The putative minimum free energy calculated by pknots for this
sequence window is provided here.
z score
The z score of a given sequence is calcuated as the difference
between the mean mfe of the randomized sequences and the mfe of
the given sequence divided by the standard deviation of the
randomized mfes. Thus values which are more negative are more
significant with respect to the randomized sequences.
Randomized MFE
This field shows the mean of the randomized mfe values. The
standard error is reported. It is calculated as the standard
deviation divided by the square root of the number of iterations.
In most situations this is the standard deviation divided by 10.
As a result this is a nice summary of what is going into the z
score calculation.
PPCC
PPCC stands for Probability Plot Correlation Coefficient. This is
calculated by taking the Correlation coefficient of an idealized
normal distribution and the actual distribution provided by the
randomized mfe values. Each value of the idealized normal
distribution is i/n+1 where both i and n iterate from 1 until
(usually) 100. Each value of the actual distribution is calculated
by sorting the randomized mfe values and calculating the upper
probability of a normal distribution of the mfe value - the mean mfe
divided by the standard deviation. As the given coefficient
approaches 1.0, the more similar that array of randomized values is
to a normal distribution.
Sequence Window The actual sequence window folded. You can download a fasta file of it to the right.

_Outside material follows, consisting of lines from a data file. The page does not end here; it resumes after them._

PR #24888, opened 2023-04-05
🎉Source Salesforce: add checkpointing

roman-yermilov-gl:
## What
- *Add more frequent checkpointing by implementing stream slicer*
- *Fix duplicates for first two requests*


airbyte-integrations/connectors/source-salesforce/source_salesforce/streams.py
```diff
@@ -633,36 +633,62 @@ def get_updated_state(self, current_stream_state: MutableMapping[str, Any], late
...
         if self.name not in UNSUPPORTED_FILTERING_STREAMS:
-            page_token: str = last_record[self.cursor_field]
-            res = {"next_token": page_token}
-            # use primary key as additional filtering param, if cursor_field is not increased from previous page
-            if self.primary_key and self.prev_start_date == page_token:
-                res["primary_key"] = last_record[self.primary_key]
-            return res
+            return {
+                "next_token": last_record[self.cursor_field],
+                "primary_key": last_record[self.primary_key]
```
grubberr, line 642: I have found such streams without primary_key:

contact_lists
contacts_list_memberships
deal_pipelines
form_submissions
property_history
subscription_changes

grubberr (changes requested):

airbyte-integrations/connectors/source-salesforce/source_salesforce/streams.py
```diff
@@ -633,36 +647,62 @@ def get_updated_state(self, current_stream_state: MutableMapping[str, Any], late
 
 
 class BulkIncrementalSalesforceStream(BulkSalesforceStream, IncrementalRestSalesforceStream):
+    STREAM_SLICE_STEP = 120
```
brianjlai, line 650: How did we arrive at the decision to slice over 120 day windows?

There is still a risk that we will drop records even w/ the slicing. Alex details this pretty well here: https://airbytehq-team.slack.com/archives/C04UY2A9Z53/p1680717935424479?thread_ts=1680710973.672509&cid=C04UY2A9Z53 . The larger the window, the higher chances we hit a rate limit mid way through a slice and we checkpoint with records missing.

airbyte-integrations/connectors/source-salesforce/source_salesforce/source.py
```diff
@@ -147,7 +147,8 @@ def _read_stream(
         except exceptions.HTTPError as error:
             error_data = error.response.json()[0]
             error_code = error_data.get("errorCode")
+            url = error.response.url
             if error.response.status_code == codes.FORBIDDEN and error_code == "REQUEST_LIMIT_EXCEEDED":
-                logger.warn(f"API Call limit is exceeded. Error message: '{error_data.get('message')}'")
+                logger.warning(f"API Call {url} limit is exceeded. Error message: '{error_data.get('message')}'")
                 raise AirbyteStopSync()  # if got 403 rate limit response, finish the sync with success.
```
brianjlai, line 153: I am thinking whether this is the right behavior we want to continue. Due to the 24 hour rate limit, we didn't want to block future syncs, so we just marked it successful. This has its drawbacks and we could lose records. However, now that we have checkpointing at date slice windows, maybe we should more concretely throw back an error and not swallow them. And on the next sync we pick up where the previous bookmark left off.

And now with slices, we can still make incremental progress even if we hit the rate limit issue again instead of retrying the whole sync again

brianjlai (commented):
I have a few high level questions about our existing approach and how it related to the new slice behavior. The new sliced queries make sense, but I have some general concerns about how we still swallow the rate limit errors and return a successful sync which will be compounded now that we do checkpointing

airbyte-integrations/connectors/source-salesforce/source_salesforce/source.py
roman-yermilov-gl: We have checkpointing now but not for full refresh sync. I also wanted to remove it but decided to leave as is

girarda: Failing due to daily rate limits will trigger alerts if 3 workspaces start moving more data than they can. I'm not sure what the best way to expose this kind of limitations this without introducing a new status type

airbyte-integrations/connectors/source-salesforce/source_salesforce/streams.py
roman-yermilov-gl: If to make it smaller then integration tests will last for about 4 hours until a process get killed. While testing we can immediately see that small step leads to big performance issue. One more disadvantage is that amount of queries also increased. So after some testing I decided to make ~3 checkpoints per year because it is better then 1 checkpoint in the end of synchronization and performance is not so bad

airbyte-integrations/connectors/source-salesforce/source_salesforce/streams.py
```diff
@@ -633,36 +647,62 @@ def get_updated_state(self, current_stream_state: MutableMapping[str, Any], late
...
-            if self.primary_key and self.prev_start_date == page_token:
-                res["primary_key"] = last_record[self.primary_key]
-            return res
+            return {
+                "next_token": last_record[self.cursor_field],
+                "primary_key": last_record.get(self.primary_key)
+            }
         return None
 
+    def stream_slices(
```
davydov-d, line 660: shouldn't we move this to the base class i.e. to implement slicing for the full refresh as well?

roman-yermilov-gl: Full Refresh in BulkSalesforce streams is also using this slicing. Do you think we need not only Bulk API but also REST API to use slices?

airbyte-integrations/connectors/source-salesforce/source_salesforce/streams.py
roman-yermilov-gl: fixed

airbyte-integrations/connectors/source-salesforce/source_salesforce/streams.py
roman-yermilov-gl: Decided to not to move slicing for bulk full refresh stream base class

brianjlai: To bring this up again, if we implement `stream_slices()` on this class `BulkIncrementalSalesforceStream`. But based on the changes to the `IncrementalRestSalesforceStream` above, I would assume that the class also need to rely on this slicing logic so we have slices w/ start/end date. Since `IncrementalRestSalesforceStream` doesn't inherit behavior from this class, is `IncrementalRestSalesforceStream.request_params()` going to work?

airbyte-integrations/connectors/source-salesforce/source_salesforce/streams.py
girarda: nit: we could make this configurable with an optional parameter in the spec

airbyte-integrations/connectors/source-salesforce/source_salesforce/streams.py
clnoll, line 660: @roman-yermilov-gl we want this logic to apply to both IncrementalRestSalesforceStream and BulkIncrementalSalesforceStream, so it should be moved up. That should also allow for cleanup of slice-related logic that was added to `request_params`, since much of it is duplicated between IncrementalRestSalesforceStream and BulkIncrementalSalesforceStream.

Can you also add unit tests for the IncrementalRestSalesforceStream case?

clnoll (changes requested):

airbyte-integrations/connectors/source-salesforce/source_salesforce/streams.py
roman-yermilov-gl: IncrementalRestSalesforceStream was also updated because I wanted to have the same SQL query for both implementations. It does work the same way as before

bnchrch: Hey @roman-yermilov-gl Just wanted to circle back here. If we address these changes we should be able to merge this in :)

roman-yermilov-gl: @girarda 
Moved slicer to `IncrementalRestSalesforceStream` so all the incremental streams use slicing now

roman-yermilov-gl: @bnchrch 
What should I do?)

airbyte-integrations/connectors/source-salesforce/source_salesforce/streams.py
```diff
@@ -607,14 +630,28 @@ def request_params(
...
 
-        query = f"SELECT {','.join(property_chunk.keys())} FROM {self.name} "
         if start_date:
-            query += f"WHERE {self.cursor_field} >= {start_date} "
+            where_conditions.append(f"{self.cursor_field} >= {start_date}")
+        if end_date:
+            where_conditions.append(f"{self.cursor_field} < {end_date}")
         if self.name not in UNSUPPORTED_FILTERING_STREAMS:
-            query += f"ORDER BY {self.cursor_field} ASC"
+            order_by_clause = f"ORDER BY {self.cursor_field} ASC"
```
clnoll, line 650: Why is it that we're only ordering by `self.cursor_field` in the incremental sync case, but ordering by cursor & primary key in the bulk case? Should they be consistent?

roman-yermilov-gl: We are using primary key in bulk operations query in `WHERE` clause and in `ORDER BY` clause when primary key exists. For this type of queries we need to handle pagination by ourselves so we are slicing by primary key inside base stream slicer. But rest streams pagination works in another way and we don't need it here.

**Why we need primary key for Bulk Streams:**
Given a table
|id|     date     |
|:-|:--------------|
|1|01.01.2023|
|2|01.01.2023|
|3|01.01.2023|
|4|01.01.2023|
|5|01.01.2023|
|6|01.03.2023|

Page size = 2
cursor field = date
primary key = id

Query for first slice would be:
```
SELECT fields FROM table WHERE date >= 01.01.2023 AND date < 01.02.2023 ORDER BY date LIMIT 15000;
```
Salesforce prepares data (max 15000 records but imagine it handles only 2 for example purpose):
|id|     date     |
|:-|:--------------|
|1|01.01.2023|
|2|01.01.2023|

So for now we have only 2 of 5 records satisfied first query and it means we are not ready to move to second slice. And we also see that all the 5 records have the same date `01.01.2023`. This is where `primary key` comes in handy. In order to get next two records we are making second query like that:
```
SELECT fields FROM table WHERE date >= 01.01.2023 AND date < 01.02.2023 AND id > 2 ORDER BY date, id LIMIT 15000;
```
This will return:
|id|     date     |
|:-|:--------------|
|3|01.01.2023|
|4|01.01.2023|

**Why we don't need primary key in REST Stream**:
Here (first rows of current method)
```
if next_page_token:
    """
    If `next_page_token` is set, subsequent requests use `nextRecordsUrl`, and do not include any parameters.
    """
    return {}
```
 we can see that there is a link made by Salesforce and we just use it as is for getting next page.

clnoll: Makes sense, thank you for clarifying!

airbyte-integrations/connectors/source-salesforce/source_salesforce/streams.py
```diff
@@ -633,36 +670,39 @@ def get_updated_state(self, current_stream_state: MutableMapping[str, Any], late
...
-        query = f"SELECT {','.join(selected_properties.keys())} FROM {self.name} "
-        if start_date:
-            if primary_key and self.name not in UNSUPPORTED_FILTERING_STREAMS:
-                query += f"WHERE ({self.cursor_field} = {start_date} AND {self.primary_key} > '{primary_key}') OR ({self.cursor_field} > {start_date}) "
-            else:
-                query += f"WHERE {self.cursor_field} >= {start_date} "
         if self.name not in UNSUPPORTED_FILTERING_STREAMS:
-            order_by_fields = [self.cursor_field, self.primary_key] if self.primary_key else [self.cursor_field]
-            query += f"ORDER BY {','.join(order_by_fields)} ASC LIMIT {self.page_size}"
+            primary_key = (next_page_token or {}).get("primary_key", "")
```
girarda, line 698: nit: can you rename this variable to `last_key` for clarity

girarda (approved):
left a few small comments, but the flow looks good to me. Thank you for the hard work!

airbyte-integrations/connectors/source-salesforce/source_salesforce/streams.py
```diff
@@ -592,6 +593,28 @@ def format_start_date(start_date: Optional[str]) -> Optional[str]:
...
         return None
 
+    def stream_slices(
+        self, *, sync_mode: SyncMode, cursor_field: List[str] = None, stream_state: Mapping[str, Any] = None
+    ) -> Iterable[Optional[Mapping[str, Any]]]:
+        base, start, end = (None, None, None)
+
+        now = pendulum.now(tz="UTC")
+        initial_date = pendulum.parse((stream_state or {}).get(self.cursor_field, self.start_date), tz="UTC")
+        period_end = initial_date.add(days=now.diff(initial_date).in_days())
```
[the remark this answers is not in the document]
roman-yermilov-gl: You are right, we don't need those calculations. I am going to get rid of `period_end` and `base` (going to replace `base` with `initial_date`)

airbyte-integrations/connectors/source-salesforce/source_salesforce/streams.py
```diff
@@ -592,6 +593,28 @@ def format_start_date(start_date: Optional[str]) -> Optional[str]:
...
+
+        slice_number = 1
+        while not end == now:
```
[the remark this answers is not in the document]
roman-yermilov-gl: This is not possible with current logic because `end` is equal to `None` when `now` is a datetime. So only `==` operation can be applied in this comparison

airbyte-integrations/connectors/source-salesforce/source_salesforce/streams.py
roman-yermilov-gl: done

clnoll (approved):
LGTM @roman-yermilov-gl!

roman-yermilov-gl:
@clnoll Thanks
Going to publish and merge on Monday

clnoll:
Awesome, thanks @roman-yermilov-gl!

arsenlosenko (approved):

grubberr (approved):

Parens Some MFE prediction algorithms present a parenthesis output shorthand where '()' describes bases participating in stems and '{}' describes bases participating in stems which are a part of a pseudoknot. For those who prefer this output, this is provided, as well as a link to download this output.
Parsed The 'parsed' output is a shorthand way to describe each stem. Each base is either a '.' or number of a stem.
Feynman A feynman diagram of this secondary structure is generated for each sequence window. It is possible to download the .bpseq format of the secondary structure beside this image.